> [Exercise]
Below are the records. Transcribe them exactly.

[Stored data entries]
>>
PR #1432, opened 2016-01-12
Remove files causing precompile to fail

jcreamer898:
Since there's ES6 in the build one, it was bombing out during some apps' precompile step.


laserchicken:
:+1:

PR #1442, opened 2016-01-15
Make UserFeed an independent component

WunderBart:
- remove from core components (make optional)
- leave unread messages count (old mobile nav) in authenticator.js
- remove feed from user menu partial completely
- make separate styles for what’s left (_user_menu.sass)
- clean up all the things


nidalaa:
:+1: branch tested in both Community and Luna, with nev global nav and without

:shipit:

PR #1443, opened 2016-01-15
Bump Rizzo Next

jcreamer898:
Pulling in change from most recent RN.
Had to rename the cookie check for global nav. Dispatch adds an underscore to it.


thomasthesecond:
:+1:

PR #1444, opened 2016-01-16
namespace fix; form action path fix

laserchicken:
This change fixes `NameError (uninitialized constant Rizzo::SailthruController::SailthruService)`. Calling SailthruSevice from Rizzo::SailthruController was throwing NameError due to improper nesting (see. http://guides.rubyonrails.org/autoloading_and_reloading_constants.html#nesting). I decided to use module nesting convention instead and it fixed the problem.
<<
> [Answer box]
PR #1432, opened 2016-01-12
Remove files causing precompile to fail

jcreamer898:
Since there's ES6 in the build one, it was bombing out during some apps' precompile step.


laserchicken:
:+1:

PR #1442, opened 2016-01-15
Make UserFeed an independent component

WunderBart:
- remove from core components (make optional)
- leave unread messages count (old mobile nav) in authenticator.js
- remove feed from user menu partial completely
- make separate styles for what’s left (_user_menu.sass)
- clean up all the things


nidalaa:
:+1: branch tested in both Community and Luna, with nev global nav and without

:shipit:

PR #1443, opened 2016-01-15
Bump Rizzo Next

jcreamer898:
Pulling in change from most recent RN.
Had to rename the cookie check for global nav. Dispatch adds an underscore to it.


thomasthesecond:
:+1:

PR #1444, opened 2016-01-16
namespace fix; form action path fix

laserchicken:
This change fixes `NameError (uninitialized constant Rizzo::SailthruController::SailthruService)`. Calling SailthruSevice from Rizzo::SailthruController was throwing NameError due to improper nesting (see. http://guides.rubyonrails.org/autoloading_and_reloading_constants.html#nesting). I decided to use module nesting convention instead and it fixed the problem.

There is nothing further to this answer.